*Exercise description*. Copy every line in the listing that contains "with".

*Dataset entries*.

- - - - -

PR #1729, opened 2026-09-11
Support injecting extra build variants, with opt-out setting

ndrewh:
I want to be able to easily build all (or as many as possible) of any project's products with a sanitizer enabled. It would be nice if there was a single setting that could be used to inject additional variants into any existing build, and a way for projects to opt-out from this mechanism (i.e. because they know that specific targets are incompatible with a specific sanitizer).

This PR adds a generic mechanism for injecting extra BUILD_VARIANTS into a build, and an opt-out mechanism so that individual targets can declare that they do not support building specific variants.

- BUILD_VARIANTS is concatenated with a new setting EXTRA_BUILD_VARIANTS to produce the effective list of variants.
- Support for individual variants will be indicated by the SUPPORTS_VARIANT_<variant name> boolean setting.
  - XCBuild will not inject the variant unless the setting evaluates to boolean true.
  - This will be defaulted to true by SDKSettings for some SDKs and some sanitizers. This does not mean that the variant is automatically injected, but makes it eligible for injection with EXTRA_BUILD_VARIANTS.

rdar://187161036


ndrewh:
@swift-ci please test

owenv (approved):
I think this is reasonable, and it seems relatively self-contained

- - - - -

*Expected answer*.
Support injecting extra build variants, with opt-out setting
I want to be able to easily build all (or as many as possible) of any project's products with a sanitizer enabled. It would be nice if there was a single setting that could be used to inject additional variants into any existing build, and a way for projects to opt-out from this mechanism (i.e. because they know that specific targets are incompatible with a specific sanitizer).
- BUILD_VARIANTS is concatenated with a new setting EXTRA_BUILD_VARIANTS to produce the effective list of variants.
  - This will be defaulted to true by SDKSettings for some SDKs and some sanitizers. This does not mean that the variant is automatically injected, but makes it eligible for injection with EXTRA_BUILD_VARIANTS.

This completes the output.